In order to determine on which chromosome the gene controlling human cytochrome P-450 (debrisoquine/sparteine type) is located a linkage study of polymorphic sparteine oxidation (PSO) to various polymorphic markers was carried out. Positive information for linkage between PSO and the P1 blood group was obtained with a maximal LOD-score of LOD = 3.35 for both male and female recombination fraction estimates of theta m = theta f = 0.0. The P1 blood group has been recently mapped to the long arm of chromosome 22. Thus it can be concluded that the gene controlling human cytochrome P-450 (debrisoquine/sparteine) is situated on the long arm of chromosome 22 in close vicinity to P1.

Evidence for altered catalytic properties of the cytochrome P-450 involved in sparteine oxidation in poor metabolizers.

Sparteine metabolism was studied in human liver microsomes from nine extensive ([EM] urinary metabolic ratio [MR] less than 20) and four poor metabolizers ([PM] MR greater than 20). The formation of 2- and 5-dehydrospartein displayed monophasic Michaelis-Menten kinetics. In livers from PMs the formation of the major sparteine metabolite 2-dehydrosparteine was characterized by more than a thirtyfold increase in Michaelis-Menten constant (Km)(1880 +/- 1044 mumol/L) as compared with EM subjects with an MR less than 1 (58.3 +/- 38.8 mumol/L). EM subjects with an MR greater than 3 who may constitute heterozygous metabolizers showed Km values in between (658 +/- 301 mumol/L). There was no difference in maximum rate of metabolism (Vmax) of 2-dehydrosparteine formation between EM and PM subjects (101 +/- 39 vs. 86 +/- 52 pmol/min/mg). The formation of 5-dehydrosparteine exhibited a Km of 100 +/- 123 mumol/L similar to the Km of 2-dehydrosparteine formation. The urinary MR correlated positively with the Km for 2-dehydrosparteine formation. The intrinsic clearance for 2-dehydrosparteine showed a highly significant negative correlation with the MR. The pronounced differences in Km together with the significant correlation between Km and MR with no marked differences in Vmax between phenotypes suggest that the impaired oxidation capacity in PM subjects is more likely the result of a P-450 isozyme with altered catalytic properties rather than a decreased amount of enzyme.

A sensitive capillary GC assay for the determination of sparteine oxidation products in microsomal fractions of human liver.
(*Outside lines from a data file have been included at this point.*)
PR #112, opened 2024-02-13
Renaming "virtual views" into "reactive views"

pikatchu:
We originally called virtual view "virtual" because we did not want to use the term "materialized". The term materialize comes with baggage in the database world, those kind of queries are often very limited, experienced SQL engineers might make the wrong assumptions ...

I suggest we use the term "reactive" going forward. The term virtual is still supported in the parser until we have updated all the relevant places (docs, quickstart etc ...).


gregsexton:
You're a hero! It's going to take me ages to break the muscle memory of typing virtual, but I think this will help educate users and avoid an FAQ entry in the future.

gregsexton:
Ship it!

A sensitive method for the assay of sparteine oxidase activity in vitro by microsomal fractions of human liver is described. The activity of sparteine oxidase was assessed by the formation of 2- and 5-dehydrosparteines, which were estimated by capillary gas chromatography with N2-FID detection. The limit of detection of the two metabolites, 2- and 5-dehydrosparteine, was 10 pmol (2.3 ng) per sample. Sparteine oxidase activity was linear with microsomal protein concentration ranging from 25 to 200 ug and with incubation times between 5 and 60 minutes. Omission of NADPH on incubation under an atmosphere of carbon monoxide inhibited formation of both metabolites, thus indicating that aforementioned metabolites arise in reaction catalyzed by cytochrome P-450. In three liver samples from humans classified as extensive (EM) metabolizers the formation of 2- and 5-dehydrosparteines was observed, 2-dehydrosparteine being the major metabolite. In these samples sparteine oxidase activity was characterised by Vmax = 136 +/- 53 pmol/min/mg and Km = 44 +/- 12 microM for 2-dehydrosparteine formation. For 5-dehydrosparteine formation the following values were obtained: Vmax = 57 +/- 18 pmol/min/mg and Km = 42 +/- 26 microM. In a liver sample from a poor metabolizer (PM) only the formation of 2-dehydrosparteine was detected with the method of analysis used. In this sample a great increase in Km (Km PM = 3033 microM) was noted, while Vmax was very similar to those obtained for 2-dehydrosparteine formation in EM subjects (Vmax PM = 147 pmol min/mg).